Top of LISTED ENTRIES

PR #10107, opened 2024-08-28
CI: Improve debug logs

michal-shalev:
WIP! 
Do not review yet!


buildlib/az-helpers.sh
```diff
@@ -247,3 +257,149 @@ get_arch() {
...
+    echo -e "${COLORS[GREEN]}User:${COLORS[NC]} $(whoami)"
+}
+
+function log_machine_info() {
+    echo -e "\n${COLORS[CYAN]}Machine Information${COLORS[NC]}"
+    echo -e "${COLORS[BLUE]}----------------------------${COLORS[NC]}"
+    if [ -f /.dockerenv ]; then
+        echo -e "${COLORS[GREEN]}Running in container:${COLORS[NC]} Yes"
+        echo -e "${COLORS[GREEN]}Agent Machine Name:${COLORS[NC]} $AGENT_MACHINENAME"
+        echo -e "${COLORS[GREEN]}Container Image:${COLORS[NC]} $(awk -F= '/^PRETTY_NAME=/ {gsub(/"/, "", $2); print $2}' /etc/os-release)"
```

Bottom of LISTED ENTRIES
Top of LISTED ENTRIES

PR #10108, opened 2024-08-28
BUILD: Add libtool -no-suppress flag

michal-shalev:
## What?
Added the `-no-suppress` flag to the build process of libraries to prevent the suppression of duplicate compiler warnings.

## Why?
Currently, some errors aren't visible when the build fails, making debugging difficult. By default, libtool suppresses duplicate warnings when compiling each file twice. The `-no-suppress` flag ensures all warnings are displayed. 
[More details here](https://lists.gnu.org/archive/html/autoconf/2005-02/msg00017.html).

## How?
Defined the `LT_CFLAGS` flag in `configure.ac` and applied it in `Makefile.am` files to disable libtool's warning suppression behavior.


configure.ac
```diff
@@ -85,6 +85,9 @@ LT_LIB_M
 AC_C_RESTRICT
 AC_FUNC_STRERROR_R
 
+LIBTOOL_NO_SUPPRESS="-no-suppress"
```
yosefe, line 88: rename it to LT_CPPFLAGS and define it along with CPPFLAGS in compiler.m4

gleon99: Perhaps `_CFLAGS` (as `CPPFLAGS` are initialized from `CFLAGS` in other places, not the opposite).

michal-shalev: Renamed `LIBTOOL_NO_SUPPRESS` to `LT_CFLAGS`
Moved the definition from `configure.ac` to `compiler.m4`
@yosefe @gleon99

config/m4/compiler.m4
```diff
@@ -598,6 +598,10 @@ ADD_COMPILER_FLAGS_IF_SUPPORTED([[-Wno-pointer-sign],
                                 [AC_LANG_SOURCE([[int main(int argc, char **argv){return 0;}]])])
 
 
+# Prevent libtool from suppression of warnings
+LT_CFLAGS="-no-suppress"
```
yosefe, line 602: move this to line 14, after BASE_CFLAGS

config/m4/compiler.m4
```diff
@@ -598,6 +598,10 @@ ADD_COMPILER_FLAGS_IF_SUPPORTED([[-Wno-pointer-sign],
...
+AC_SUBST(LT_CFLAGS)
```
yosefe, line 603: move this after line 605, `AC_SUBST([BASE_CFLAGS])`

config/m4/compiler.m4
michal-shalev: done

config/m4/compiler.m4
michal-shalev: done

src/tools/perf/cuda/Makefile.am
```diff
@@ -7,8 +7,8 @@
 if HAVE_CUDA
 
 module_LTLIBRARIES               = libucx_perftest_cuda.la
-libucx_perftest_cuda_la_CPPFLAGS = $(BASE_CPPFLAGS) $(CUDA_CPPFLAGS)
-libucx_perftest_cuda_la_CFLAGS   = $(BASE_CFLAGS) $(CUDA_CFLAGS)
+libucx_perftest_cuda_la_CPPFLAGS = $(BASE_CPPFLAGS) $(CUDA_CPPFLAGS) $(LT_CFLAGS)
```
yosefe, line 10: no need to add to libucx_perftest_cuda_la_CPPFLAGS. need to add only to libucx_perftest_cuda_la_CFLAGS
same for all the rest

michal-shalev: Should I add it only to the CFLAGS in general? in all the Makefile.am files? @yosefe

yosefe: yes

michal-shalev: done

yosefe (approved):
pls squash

Bottom of LISTED ENTRIES
Top of LISTED ENTRIES

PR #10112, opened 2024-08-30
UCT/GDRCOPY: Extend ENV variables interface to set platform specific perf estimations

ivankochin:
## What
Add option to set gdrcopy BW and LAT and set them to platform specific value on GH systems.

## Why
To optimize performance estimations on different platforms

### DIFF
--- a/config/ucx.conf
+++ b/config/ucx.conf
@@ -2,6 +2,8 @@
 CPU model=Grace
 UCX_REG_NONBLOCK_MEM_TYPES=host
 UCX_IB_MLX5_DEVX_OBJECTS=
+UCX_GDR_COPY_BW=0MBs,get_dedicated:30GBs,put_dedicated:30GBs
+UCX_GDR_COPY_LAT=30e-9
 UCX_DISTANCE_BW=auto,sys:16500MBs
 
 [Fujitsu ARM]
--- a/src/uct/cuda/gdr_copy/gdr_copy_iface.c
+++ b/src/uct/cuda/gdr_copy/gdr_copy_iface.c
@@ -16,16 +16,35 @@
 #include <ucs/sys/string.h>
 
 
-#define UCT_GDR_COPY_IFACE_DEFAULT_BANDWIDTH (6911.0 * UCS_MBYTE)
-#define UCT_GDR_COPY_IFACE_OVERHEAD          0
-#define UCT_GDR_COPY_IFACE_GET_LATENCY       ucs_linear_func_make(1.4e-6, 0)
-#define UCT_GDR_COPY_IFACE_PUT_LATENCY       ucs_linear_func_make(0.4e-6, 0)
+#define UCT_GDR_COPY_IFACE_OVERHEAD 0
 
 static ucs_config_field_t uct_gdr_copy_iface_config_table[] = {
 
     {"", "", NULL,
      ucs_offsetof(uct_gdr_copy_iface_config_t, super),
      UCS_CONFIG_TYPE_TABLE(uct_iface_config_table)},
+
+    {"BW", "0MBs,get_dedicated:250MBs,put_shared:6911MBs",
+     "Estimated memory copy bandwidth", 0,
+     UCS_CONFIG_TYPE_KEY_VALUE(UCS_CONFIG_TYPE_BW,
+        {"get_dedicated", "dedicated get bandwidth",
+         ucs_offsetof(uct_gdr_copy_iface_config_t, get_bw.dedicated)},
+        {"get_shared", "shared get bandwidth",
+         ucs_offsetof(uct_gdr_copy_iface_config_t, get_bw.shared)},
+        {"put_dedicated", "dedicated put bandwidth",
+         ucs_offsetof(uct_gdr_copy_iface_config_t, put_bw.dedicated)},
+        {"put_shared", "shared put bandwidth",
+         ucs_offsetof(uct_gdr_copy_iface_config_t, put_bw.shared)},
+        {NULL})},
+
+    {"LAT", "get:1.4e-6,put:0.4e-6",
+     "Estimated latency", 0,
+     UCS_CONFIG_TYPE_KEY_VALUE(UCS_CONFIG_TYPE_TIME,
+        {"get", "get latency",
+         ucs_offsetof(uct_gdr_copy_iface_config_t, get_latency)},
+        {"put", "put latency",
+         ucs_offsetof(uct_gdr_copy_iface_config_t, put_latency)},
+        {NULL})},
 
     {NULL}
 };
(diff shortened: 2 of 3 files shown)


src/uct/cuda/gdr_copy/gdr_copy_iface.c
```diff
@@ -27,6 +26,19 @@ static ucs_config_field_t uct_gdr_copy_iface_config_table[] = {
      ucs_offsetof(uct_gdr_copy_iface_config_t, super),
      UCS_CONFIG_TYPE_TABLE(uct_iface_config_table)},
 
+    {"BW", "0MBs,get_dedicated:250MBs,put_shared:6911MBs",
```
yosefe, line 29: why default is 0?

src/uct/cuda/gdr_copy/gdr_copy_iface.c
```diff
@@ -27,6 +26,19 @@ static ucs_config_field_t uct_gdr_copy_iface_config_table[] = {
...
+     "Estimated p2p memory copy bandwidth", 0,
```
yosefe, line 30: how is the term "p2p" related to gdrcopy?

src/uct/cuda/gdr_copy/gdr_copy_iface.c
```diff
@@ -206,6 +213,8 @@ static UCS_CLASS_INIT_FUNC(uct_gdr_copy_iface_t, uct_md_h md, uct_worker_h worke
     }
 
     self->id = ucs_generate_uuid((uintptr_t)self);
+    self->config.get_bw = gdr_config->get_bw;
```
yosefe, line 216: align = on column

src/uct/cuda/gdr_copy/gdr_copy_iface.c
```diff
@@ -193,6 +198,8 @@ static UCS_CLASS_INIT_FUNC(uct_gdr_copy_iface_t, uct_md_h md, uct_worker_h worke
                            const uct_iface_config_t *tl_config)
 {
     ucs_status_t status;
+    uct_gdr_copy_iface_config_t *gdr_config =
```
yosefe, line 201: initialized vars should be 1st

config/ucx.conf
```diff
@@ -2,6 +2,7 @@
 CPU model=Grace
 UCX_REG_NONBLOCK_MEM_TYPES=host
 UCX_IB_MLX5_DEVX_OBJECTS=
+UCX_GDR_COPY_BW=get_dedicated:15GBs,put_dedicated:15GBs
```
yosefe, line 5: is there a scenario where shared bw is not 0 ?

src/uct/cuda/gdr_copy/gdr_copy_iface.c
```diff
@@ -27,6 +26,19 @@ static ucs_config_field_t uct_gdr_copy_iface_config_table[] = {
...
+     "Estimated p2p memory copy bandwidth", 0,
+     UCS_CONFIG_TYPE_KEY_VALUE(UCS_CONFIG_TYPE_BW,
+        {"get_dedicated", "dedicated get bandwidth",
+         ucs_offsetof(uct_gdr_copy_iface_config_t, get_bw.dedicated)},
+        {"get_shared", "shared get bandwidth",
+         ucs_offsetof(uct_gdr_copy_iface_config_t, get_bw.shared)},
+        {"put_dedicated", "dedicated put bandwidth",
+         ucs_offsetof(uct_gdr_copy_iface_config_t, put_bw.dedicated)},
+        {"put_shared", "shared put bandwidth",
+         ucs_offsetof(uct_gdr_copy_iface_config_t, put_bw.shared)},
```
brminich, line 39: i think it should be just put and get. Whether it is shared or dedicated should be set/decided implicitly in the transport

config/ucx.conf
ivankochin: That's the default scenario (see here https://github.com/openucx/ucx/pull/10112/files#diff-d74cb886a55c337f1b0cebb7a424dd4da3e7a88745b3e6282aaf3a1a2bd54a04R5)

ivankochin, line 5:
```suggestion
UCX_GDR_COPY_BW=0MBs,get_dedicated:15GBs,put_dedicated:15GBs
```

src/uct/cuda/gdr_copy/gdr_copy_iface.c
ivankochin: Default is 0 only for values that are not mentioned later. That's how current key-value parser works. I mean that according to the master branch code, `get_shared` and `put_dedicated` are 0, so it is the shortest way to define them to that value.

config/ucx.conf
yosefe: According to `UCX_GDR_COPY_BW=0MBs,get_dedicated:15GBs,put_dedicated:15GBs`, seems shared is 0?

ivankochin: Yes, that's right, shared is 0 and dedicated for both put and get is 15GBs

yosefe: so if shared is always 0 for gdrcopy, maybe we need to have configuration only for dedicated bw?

Bottom of LISTED ENTRIES

## EXERCISE REQUIREMENTS
Figure out how many lines of the material include "initialized", then reply with the count alone.

## SOLUTION
2